Montana’s Buffalo Jump State Park holds cultural riches

A monument at Buffalo Jump State Park in Jefferson County, Mont. Image by Robstutz. This file is licensed under the Creative Commons Attribution-ShareAlike 3.0 Unported license.
A monument at Buffalo Jump State Park in Jefferson County, Mont. Image by Robstutz. This file is licensed under the Creative Commons Attribution-ShareAlike 3.0 Unported license.
THREE FORKS, Mont. (AP) – Bill Goold vividly recalls his first trip to Madison. He drove the gravel road south of Logan to the park’s entrance and hiked to the top of the limestone bluff that rises over the Madison River valley.

The view from the top of the jump was stunning, but it was the history and power of the place that really struck him. The jump tells the story of how Native American nations used the land to harvest bison.
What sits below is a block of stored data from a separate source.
Issue #4312, opened 2021-05-02
admin, customer groups: sql error with Mysql Mode and php warnings x 2


torvista:
ZC158. mysql-5.7.32, php8, strict reporting, 

1) Development shop
Added new table using sql from upgrade script, in admin SQL patch. No warnings.

On customer groups page load, two php warnings:

> Request URI: /SHOP/ADMIN/index.php?cmd=customer_groups
> IP address: 127.0.0.1
> #1  require(ADMIN/customer_groups.php) called at [ADMIN/index.php:11]
> --> PHP Warning: Undefined variable $gInfo in ADMIN\customer_groups.php on line 213.
> 
> Request URI: /ADMIN/index.php?cmd=customer_groups
> IP address: 127.0.0.1
> #1  require(ADMIN/customer_groups.php) called at [ADMINindex.php:11]
> --> PHP Warning: Attempt to read property "group_id" on null in ADMIN\customer_groups.php on line 213.

2. Vanilla ZC158.
Clean install.  On customer groups pageload, got SQL error. 

> [02-May-2021 19:38:29 Europe/Madrid] Request URI: /zencart-158/admin/index.php?cmd=customer_groups, IP address: 127.0.0.1
#1  trigger_error() called at [...\zencart-158\includes\classes\db\mysql\query_factory.php:657]
#2  queryFactory->show_error() called at [...\zencart-158\includes\classes\db\mysql\query_factory.php:624]
#3  queryFactory->set_error() called at [...\zencart-158\includes\classes\db\mysql\query_factory.php:265]
#4  queryFactory->Execute() called at [...\zencart-158\admin\customer_groups.php:100]
#5  require(...\zencart-158\admin\customer_groups.php) called at [...\zencart-158\admin\index.php:11]
--> PHP Fatal error: 1055:Expression #1 of SELECT list is not in GROUP BY clause and contains nonaggregated column 'zencart-158_local.cg.group_id' which is not functionally dependent on columns in GROUP BY clause; this is incompatible with sql_mode=only_full_group_by :: SELECT cg.*, count(ctg.customer_id) as customer_count                          FROM customer_groups cg                         LEFT JOIN customers_to_groups ctg USING (group_id)                         GROUP BY ctg.group_id                          ORDER BY group_name, group_id LIMIT 0, 1 ==> (as called by) ...\zencart-158\admin\customer_groups.php on line 100 <== in ...\zencart-158\includes\classes\db\mysql\query_factory.php on line 657.

[...]

PR #4313, opened 2021-05-03
Fix query

Zen4All:
See issue #4312


drbyte:
Is the change from `USING` to `ON` really needed?

Zen4All:
No, you're right we can do without. I'll change it back

PR #4320, opened 2021-05-07
admin, layout controller, html corrections

torvista:
Never sure whether to squash these minor things or leave separate.
Doing this prior to other mods.


drbyte:
> Never sure whether to squash these minor things or leave separate.

This format is good because it helps with the review process.

Additional preference would be that when a bug/problem/error is fixed that it be a separate PR from any formatting updates.

drbyte:
> Doing this prior to other mods.

Like what?

torvista:
I'm starting work on a new template,and I know it will be a slow process.
Although in shopfront I can view it privately with parameter t=, I can't edit the layout boxes without making it live in the interim.
I was thinking of doing something to allow selection of template in this page to allow that.
But, after more looking, I think it is non-trivial to implement and not something on which I can justify the time spent.

drbyte:
> Although in shopfront I can view it privately with parameter t=, I can't edit the layout boxes without making it live in the interim.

It is a story about survival and community, and a story that changed Goold’s understanding.

“Like most non-natives, I was ignorant of the knowledge and wisdom indigenous peoples used to stampede bison off a site like that,” Goold, now coordinator of the Friends of the Madison Buffalo Jump, said recently. “It contradicts a lot of assumptions and myths that we are taught in our history classes. Once you understand how a communal bison jump was used by tribal nations, it turns on its head what is civilized and what is sophisticated.”

Madison Buffalo Jump State Park, located a short distance from the Madison River on Buffalo Jump Road, was authorized by the Montana Legislature in 1965 and formally established in 1967. The park features a variety of hiking trails that lead around the jump, and a series of interpretive panels that tell the story of how Native Americans used the site.

Park Manager Dave Andrus said Madison Buffalo Jump was used for thousands of years by nearly all the Native American nations of Montana. The introduction of the horse brought with it mounted bison hunts and spelled the end for the buffalo jump, but archaeological evidence suggests the site was used as recently as 200 years ago.

“We think the Shoshone used the jump and the Crow and Blackfeet,” Andrus said. “The Salish used the jump as well. The rivers were always major corridors so groups of people moved through. This was an area many people passed through, but they preferred to winter somewhere else and traveled to the plains to hunt buffalo, even more than this area.”

Andrus said evidence of the site’s significance surrounds visitors. A recent archaeological study conducted by the University of Montana unearthed numerous artifacts at the site.

“At the top of the buffalo trail, you come up on some old teepee rings,” Andrus said. “If you know what you are looking for you can see the rock cairns they would use to direct the buffalo to the edge and that they would hide behind.”

Andrus said Madison Buffalo Jump is unique in that there are many bison bones still buried at the site. Once bison were stampeded off the cliff, the community would spend several days or weeks processing the animals. Those bone piles presented a source of fertilizer used by Montana’s early settlers, but Madison Buffalo Jump was not mined.

The Antiquities Act of 1906 protects the artifacts at Madison Buffalo Jump. It is illegal to remove relics or disturb the site. Still, collections of arrowheads, bones and other relics found at the jump are on display at the Museum of the Rockies, the Gallatin County Courthouse and the Headwaters Heritage Museum in Three Forks.

While the cultural, archaeological and recreational importance of Madison Buffalo Jump State Park is certain, its future as a state park is not.

A 2008 audit by the Montana Department of Natural Resources and Conservation found it was not collecting lease payments on the site from Montana Fish, Wildlife & Parks, which maintains the park. DNRC required FWP to start making lease payments on the property in 2012.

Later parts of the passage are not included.